Issue #289, opened 2015-03-12
Improve flexible handling of datetime representation


charlax:
Schematics does not allow efficient and flexible handling of datetime representation.

**`DateTimeType` does not allow parsing from timestamp**

```python
In [3]: DateTimeType().to_native(1426494600)
---------------------------------------------------------------------------
ConversionError                           Traceback (most recent call last)
<ipython-input-3-da60245683cd> in <module>()
----> 1 DateTimeType().to_native(1426494600)

/opt/Personal/Dropbox/Code/schematics/schematics/types/base.py in to_native(self, value, context)
    727             except (ValueError, TypeError):
    728                 continue
--> 729         raise ConversionError(self.messages['parse'].format(value))
    730
    731     def to_primitive(self, value, context=None):

ConversionError: [u'Could not parse 1426494600. Should be ISO8601.']
```

That's annoying because deserializing should be permissive, especially when multiple input format can be used. This is what #288 aims to fix.

**`TimeStampType` has multiple problems**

• [What is needed]:
Above are the entries; copy out every line among them that contains the word "handling".

• [Solution to the exercise]:
Improve flexible handling of datetime representation
Schematics does not allow efficient and flexible handling of datetime representation.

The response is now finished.